I could feel my husband’s breath on my face. I wondered what Clara might have looked like. And whether their mistake had been a boy or a girl. I gave birth to two healthy children. I never, in sixty-five years of marriage, became pregnant by accident. I chose my life, it was not forced on me. And when I listened to Saul at that hour and touched him and was tender, it was a choice. Outside it began to rain. Drops rapped at the window. Saul turned his head and looked. When he looked back to me, his eyes were full of longing. Can we go? he asked. Will you take me? He pushed himself upright. Where are we going? I asked. The yard, he whispered, smiling. Let’s go to the yard.

I helped him into his shoes and out of the house. The rain matted his hair into a flat white streak. He pulled me across the lawn, he opened his mouth and caught raindrops on his tongue, he said: It’s not the rain! No, no, it’s not the rain! It’s being here with you! He put his hands on my cheeks — touch doesn’t go, other things go, touch doesn’t — he touched and looked at me and saw someone else. He laughed, his shoulders rattling. A pile of bones in the flood, my husband. Even if the occasion is sad, he cried out to me, even so, I am not sad, my dear. I am not sad, my Clara. Neither am I, I said to my husband. Neither was I.

Stumbling, coughing, he led me around the side of the house, by the ruined flower bed that Shayna came to tend with me years ago, by the detached garage where Mark would lift his weights when he was in high school, to the backyard, where our apple tree grew, where it still grows, half its limbs missing where they used to hang over the neighbour’s property. He stopped under the apple tree and looked at me in a way I hadn’t seen him look at anybody, not even the pretty nurses, in years. He pulled me down to the ground with him, it took a minute or two, but he pulled me down, and we lay in the sodden grass with our mouths wide open to the rain. He never let go of my hand. I’m so happy, he said. And he rolled over and kissed me on the mouth. He kissed me like a young man kisses. It filled me with excitement and with shame. And even then I realized how foolish I was to be ashamed, I wasn’t pretending, I didn’t forget that I’m no longer young, but there’s the lie, there’s the great lie, that youth dies, youth doesn’t die, youth gets tired and goes to sleep. And why should anyone be ashamed to wake a sleeper who has slept too long and had no one’s permission to absent herself from the world? I kissed him back. A chill from the wet spread through me. His bony hips dug into my stomach, like they’d done when he was a young man. Clara, he whispered, a name I’d always liked, and I thought: what difference could a name possibly make? On the night he died, my husband was a man in love. And a name should put the lie to it? And if the time was wrong, the place, even the person, I should refuse him? Clara, my husband said to me, as soon as my kids are grown — but I put a finger to his lips, I said: Shh. It’s not important now. He took me in his arms, when he didn’t have the strength to hold me I took him in my arms, and after a time his body began to shake, an endless shudder took him, his teeth began to chatter, I pressed him to the warmth of my body. I did not ask him if he wanted to go back inside. My husband was cold to the touch, all of him was cold, but as long as he shook I held him and pressed him to the warmth of my body.

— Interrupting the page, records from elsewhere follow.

PR #22732, opened 2023-08-26
To solve issue 22730

BbIKTOP:
Closes #22730

PR #41980, opened 2025-08-19
align /users/count with /users behavior around service-accounts

### LINKED ISSUE #22730: REST API returns different amount of users
### Before reporting an issue

- [X] I have searched existing issues
- [X] I have reproduced the issue with the [latest nightly release](https://github.com/keycloak/keycloak/releases/tag/nightly)

### Area

account/api

### Describe the bug

I use Keycloak 22.0.1 quay.io image in docker and have strange problem. I have created some users for testing. Also I have created service client account to use with REST API. It created a user for that, with name service-account-clientname

Problem: via REST API, when I use GET /admin/realms/{realm}/users endpoint, Keycloak returns all users except this service account user. But when I use the same endpoint with empty 'username' query parameter, it returns the same list of users plus this service user as well.

Also, /admin/realms/{realm}/users/count returns count value without service accounts.

### Version

22.0.1

### Expected behavior

The same amount of users returned for any kind of full users queries

### Actual behavior

Different amount returned

### How to Reproduce?

Install new keycloak instance. Add 3-4 users. Add service client. Query users count, users list unfiltered and users list filtered by username="". Observe that filtered query returns service user, as others do not.

### Anything else?

_No response_

fakegermano:
closes #22730 

it is simpler than #22732 as it doesn't introduce any changes to APIs or breaking changes to the `/users` endpoint.

it simply aligns `/users/count` with `/users` such that a call for a count returns the same number as an equivalent manual count of the results of the list/search endpoint (ignoring pagination).

in a realm with 5 users and 5 service accounts
e.g. calling `/users/count?search=*` should return 5 (equivalent to running `/users?search=*`

equivalently calling `/users/count?username=&exact=false` should return 10 (equivalent to running `/users?username=&exact=false`

### DIFF
--- a/docs/documentation/upgrading/topics/changes/changes-26_4_0.adoc
+++ b/docs/documentation/upgrading/topics/changes/changes-26_4_0.adoc
@@ -192,6 +192,15 @@ If you have an SMTP server configured for your realm, perform the following migr
 . Keep the *Allow UTF-8* option disabled.
 . Verify that no email addresses of users have non-ASCII characters in the local part of the email address. If you detect emails with non-ascii characters in the local part you can use the Verify Profile action to force the user to modify the email after the upgrade.
 
+=== Aligning the count of users with the actual number of users returned from searches
+
+When searching for users in the Admin Console or via the User API, the count of users returned from the
+`/admin/realms/{realm}/users/count` endpoint is now aligned with the actual number of users returned when executing
+searches via `/admin/realms/{realm}/users`.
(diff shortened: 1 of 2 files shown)


pedroigor:
@fakegermano LGTM. We need a note in the upgrade guide to advertise the change in the count method. I'll work something and push to your branch.

pedroigor (approved):
Thanks, @fakegermano.

PR #41986, opened 2025-08-19
fix: using volatile for double checked locking

### LINKED ISSUE #40630: Double check when working with multithreading. SAST
### Description

Another one for you, guys

It looks like the usage of double check will not work reliably in a platform independent way when implemented in Java.

Writes that initialize the object and the write to the helper field can be done or perceived out of order.

Even if the compiler does not reorder those writes, on a multiprocessor the processor or the memory system may reorder those writes, as perceived by a thread running on another processor.

### Discussion

_No response_

### Motivation

_No response_

### Details

I think it's worth reviewing the following double check blocks:

https://github.com/keycloak/keycloak/blob/7fac1531bc17105236d9a6c4f098300d6ccd5199/services/src/main/java/org/keycloak/credential/WebAuthnCredentialProviderFactory.java#L37-L39

2nd:

https://github.com/keycloak/keycloak/blob/7fac1531bc17105236d9a6c4f098300d6ccd5199/services/src/main/java/org/keycloak/services/resources/WelcomeResource.java#L262-L264

3rd:

https://github.com/keycloak/keycloak/blob/7fac1531bc17105236d9a6c4f098300d6ccd5199/services/src/main/java/org/keycloak/theme/freemarker/DefaultFreeMarkerProviderFactory.java#L19-L21

4th:

https://github.com/keycloak/keycloak/blob/7fac1531bc17105236d9a6c4f098300d6ccd5199/services/src/main/java/org/keycloak/credential/WebAuthnPasswordlessCredentialProviderFactory.java#L42-L44

Suggest using volatile variables.

JDK5 and later extends the semantics for volatile so that the system will not allow a write of a volatile to be reordered with respect to any previous read or write, and a read of a volatile cannot be reordered with respect to any following read or write.

Took the information from the source: https://www.cs.umd.edu/~pugh/java/memoryModel/DoubleCheckedLocking.html

---

shawkins:
closes: #40630


ahus1 (approved):

ahus1:
Please provide a backport for 26.2 and 26.3 as this is IMHO not an enhancement, but a bug.

shawkins:
> Please provide a backport for 26.2 and 26.3 as this is IMHO not an enhancement, but a bug.

#42039 #42040

PR #41987, opened 2025-08-19
Link specific clients to their settings page in UsedBy view

skowrxn:
- Client names in the UsedBy view now link straight to their settings page
- Tried to implement it in the same style as other components with similar functionality.
- Falls back to plain text if the client ID isn’t available.

Closes #40211

### DIFF
--- a/js/apps/admin-ui/src/authentication/components/UsedBy.tsx
+++ b/js/apps/admin-ui/src/authentication/components/UsedBy.tsx
@@ -1,4 +1,4 @@
-import { KeycloakDataTable } from "@keycloak/keycloak-ui-shared";
+import { KeycloakDataTable, useFetch } from "@keycloak/keycloak-ui-shared";
 import {
   Button,
   Modal,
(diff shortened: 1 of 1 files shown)


skowrxn:
Can I get a review on this PR? @pedroigor @ahus1

skowrxn:
Can I get a review on this PR? @edewit @ssilvert

js/apps/admin-ui/src/authentication/components/UsedBy.tsx
```diff
@@ -34,23 +37,44 @@ type UsedByModalProps = {
...
+              const clients = await adminClient.clients.find({
+                clientId: clientName,
+                realm: realm,
+              });
+              const client = clients[0];
+              return {name: clientName, id: client?.id};
+            } catch {
+              return {name: clientName};
+            }
+          }),
```
edewit, line 75: This will do a page size of queries, wouldn't it be better to change the backend to add this field?

PR #41995, opened 2025-08-20
fix: change hardcoded file separator to platform-based constant in test

### LINKED ISSUE #39660: Failed shouldPreventPathFileSeparatorInVaultSecretId test on Windows
### Before reporting an issue

### Area

testsuite

### Describe the bug

Test case `shouldPreventPathFileSeparatorInVaultSecretId` fails on Windows.

### Version

latest commit from main

### Regression

### Expected behavior

The aforementioned test case succeeds

### Actual behavior

The test case fails, the following assertion evaluates to false: https://github.com/keycloak/keycloak/blob/a035b904ff3f867f8a8ce9e78fed060e61258471/services/src/test/java/org/keycloak/vault/PlainTextVaultProviderTest.java#L224

I think the problem is, that the separator character is `\` on windows and `/` on unix systems. The test case uses the unix-style separator hard-coded, while the validator method uses a platform based constant.

See:
https://github.com/keycloak/keycloak/blob/a035b904ff3f867f8a8ce9e78fed060e61258471/services/src/main/java/org/keycloak/vault/AbstractVaultProvider.java#L102

Image

### How to Reproduce?

Execute `shouldPreventPathFileSeparatorInVaultSecretId` test case on a windows machine.

### Anything else?

_No response_

dan-netizen:
Closes #39660

### DIFF
--- a/services/src/test/java/org/keycloak/vault/PlainTextVaultProviderTest.java
+++ b/services/src/test/java/org/keycloak/vault/PlainTextVaultProviderTest.java
@@ -4,6 +4,7 @@ import org.junit.Test;
 import org.junit.Before;
 import org.junit.After;
 
+import java.io.File;
 import java.nio.charset.StandardCharsets;
 import java.nio.file.Files;
 import java.nio.file.Path;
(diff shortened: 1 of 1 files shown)


Pepo48:
Keycloak correctly detects path traversal even on windows - the detection is executed on two different levels and it's triggered based on a platform and/or setup conditions. The test was adjusted to cover each scenario. 

Thus, I am closing this one in favor of https://github.com/keycloak/keycloak/pull/42014.

@nkelemen18 @dan-netizen thanks for the report and assistance.

PR #41996, opened 2025-08-20
Check for non-ascii local part on emails depending on SMTP configuration

### LINKED ISSUE #41994: Check for non-ascii local part on emails depending on SMTP configuration
### Before reporting an issue

### Area

core

### Describe the bug

This is a follow-up for #41023. With the changes done for that issue now the SMTP configuration rejects sending emails to addresses that have non-ascii in the local part if the SMTP configuration does not allow UTF-8. This is OK because we are preventing sending messages to incorrect addresses but we have decided to add this validation to the built-in UP email validator. This way the server will also reject the registration of emails that cannot be used by the SMTP server.

We have managed two ideas:

1. Just use the SMTP configuration to control the email and allow non-ascii if SMTP is not configured or allows UTF-8.
2. Add an option in the validator. This option is independent to the SMTP configuration in the realm.

For the moment I will use the option 1 for the PR but this can change after reviews.

### Version

999

### Regression

### Expected behavior

The email with non-ascii chars in the local part should be rejected if the SMTP server configuration does not allow sending them.

### Actual behavior

The email is accepted.

### How to Reproduce?

See description.

### Anything else?

_No response_

rmartinc:
Closes #41994

Adding the checking for non-ascii in the email local part if the realm is configured to send emails to an SMTP without `allowutf8`. Finally it was talked to use the direct option with no option in the validator. 

@ahus1 @pedroigor @mposolda @stianst For your information.

### DIFF
--- a/server-spi-private/src/main/java/org/keycloak/validate/validators/EmailValidator.java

The family has been told he died in the hospital, but they’re mistaken, he died under the apple tree in our yard. When I went into the house to call the ambulance, I had neither the strength nor the inclination to drag him with me. The men from the ambulance found me holding him in the rain. When they asked me my name I was so tempted to say someone else’s. I didn’t. Of course I didn’t. I’m a reasonable woman, I know the difference between real and pretend. And I know that the arms that held him in the end were mine.